Collected data
- - - -
PR #755, opened 2017-09-18
Update FromBindingSigsToMonads_Summary.v

mortberg:
This is done to reflect final version of paper

### DIFF
--- a/UniMath/SubstitutionSystems/FromBindingSigsToMonads_Summary.v
+++ b/UniMath/SubstitutionSystems/FromBindingSigsToMonads_Summary.v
- - - -
The records above need to be transcribed in full. Keep every character unchanged.

PR #755, opened 2017-09-18
Update FromBindingSigsToMonads_Summary.v

mortberg:
This is done to reflect final version of paper

### DIFF
--- a/UniMath/SubstitutionSystems/FromBindingSigsToMonads_Summary.v
+++ b/UniMath/SubstitutionSystems/FromBindingSigsToMonads_Summary.v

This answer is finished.